Supplied material -
◆ ◆ ◆

PR #2013, opened 2018-05-07
If a peer object for a specific nonce already exists and has a socket, destroy the socket - Closes #2012

### LINKED ISSUE #2012: If a peer object for a specific nonce already exists and has a socket, destroy the socket
### Expected behavior

If two peer objects with the same nonce are added to the peer manager and the previous peer object's socket exists, then destroy the socket from the existing peer.

### Actual behavior

It's possible for two peer objects with the same nonce can get added to the peer manager and that causes the socket on the old peer object to leak.

### Steps to reproduce

Check nodes on betanet. 

Latest betanet.

jondubois:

◆ ◆ ◆

Task instructions -
If a line in the records above includes the string "manager", copy it.

Written response -
If two peer objects with the same nonce are added to the peer manager and the previous peer object's socket exists, then destroy the socket from the existing peer.
It's possible for two peer objects with the same nonce can get added to the peer manager and that causes the socket on the old peer object to leak.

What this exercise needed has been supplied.